■ **WHAT TO PRODUCE**
Give the number of lines below that contain "markdown", with no other output.

[THE DATA Boundary: Start]

PR #693, opened 2015-09-09
(PUP-4536) Add docs comment about module code compatibility

ahpook:
Previously we didn't have a message to users describing the different
Ruby runtime versions between Puppet Server and the Agent.

This commit adds a section to the Apache/Passenger->Puppet Server
doc describing the Ruby compatibility requirements for code that
runs on the server vs agent.

### DIFF
--- a/documentation/puppetserver_vs_passenger.markdown
+++ b/documentation/puppetserver_vs_passenger.markdown
@@ -30,6 +30,10 @@ If you have server-side Ruby code in your modules, Puppet Server will run it via
 JRuby. Generally speaking, this only affects custom parser functions and report
 processors. For the vast majority of cases, this shouldn't pose any problems, as JRuby is highly compatible with vanilla Ruby.
 
+## Ruby Compatibility For Extensions
+
+Ruby extension code in your modules needs to run under both Ruby 1.9 and Ruby 2.1. This is because Puppet Server runs Puppet functions and custom resource types under JRuby (which is a Ruby 1.9-compatible interpreter), and the official `puppet-agent` releases run custom facts and types/providers under MRI Ruby 2.1.
+
 ## Installing And Removing Gems
 
 We isolate the Ruby load paths that are accessible to Puppet Server's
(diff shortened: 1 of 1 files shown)


ahpook:
ping @nfagerlund @kylog since y'all commented on the ticket - how's this look?

documentation/puppetserver_vs_passenger.markdown
```diff
@@ -30,6 +30,10 @@ If you have server-side Ruby code in your modules, Puppet Server will run it via
 JRuby. Generally speaking, this only affects custom parser functions and report
 processors. For the vast majority of cases, this shouldn't pose any problems, as JRuby is highly compatible with vanilla Ruby.
 
+## Ruby Compatibility For Extensions
+
+Because the Puppet Server runs master under JRuby, extension code that runs on the server -- parser functions and custom Ruby types -- needs to work under JRuby, which is a Ruby 1.9-compatible interpreter. The All-in-One Puppet 4 agent, where custom facts and types/providers run, uses MRI Ruby 2.1. So for maximum compatibility, Ruby code in your modules should run under both Ruby 1.9 and Ruby 2.1.
```
nfagerlund: I suggest trimming / rearranging a bit:

> Ruby extension code in your modules needs to run under both Ruby 1.9 and Ruby 2.1. This is because Puppet Server runs Puppet functions and custom resource types under JRuby (which is a Ruby 1.9-compatible interpreter), and the official `puppet-agent` releases run custom facts and types/providers under MRI Ruby 2.1.

ahpook: That's better thanks. Amended and pushed.

kylog:
I'd say `JRuby 1.7` because that's the version that has 1.9.3 compat. (As contrasted with JRuby 9000, which introduces Ruby 2.2 compat.)

/cc @cprice404 to keep me honest

camlow325:
Yep, what @kylog said is true.

nwolfe:
:+1:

[THE DATA Boundary: End]

■ **ANSWER SPACE**
3